#### SUPPLIED DATA
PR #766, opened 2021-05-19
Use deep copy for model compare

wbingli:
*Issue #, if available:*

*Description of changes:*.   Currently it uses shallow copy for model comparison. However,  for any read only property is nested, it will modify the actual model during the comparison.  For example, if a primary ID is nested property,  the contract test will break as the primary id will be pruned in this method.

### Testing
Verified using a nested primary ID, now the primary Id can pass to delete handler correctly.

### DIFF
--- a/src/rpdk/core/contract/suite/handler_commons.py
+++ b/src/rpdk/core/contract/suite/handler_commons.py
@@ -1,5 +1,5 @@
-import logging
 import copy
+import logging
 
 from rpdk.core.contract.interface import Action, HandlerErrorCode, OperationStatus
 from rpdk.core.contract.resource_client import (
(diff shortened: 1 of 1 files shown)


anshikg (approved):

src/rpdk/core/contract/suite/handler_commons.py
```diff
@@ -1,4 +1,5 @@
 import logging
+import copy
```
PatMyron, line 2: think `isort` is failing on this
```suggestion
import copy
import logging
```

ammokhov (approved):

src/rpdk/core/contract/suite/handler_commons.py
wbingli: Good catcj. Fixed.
########
WORK TASK:
All lines of the records above with the word "this" in them are to be copied.

REPLY TO THE EXERCISE:
*Description of changes:*.   Currently it uses shallow copy for model comparison. However,  for any read only property is nested, it will modify the actual model during the comparison.  For example, if a primary ID is nested property,  the contract test will break as the primary id will be pruned in this method.
PatMyron, line 2: think `isort` is failing on this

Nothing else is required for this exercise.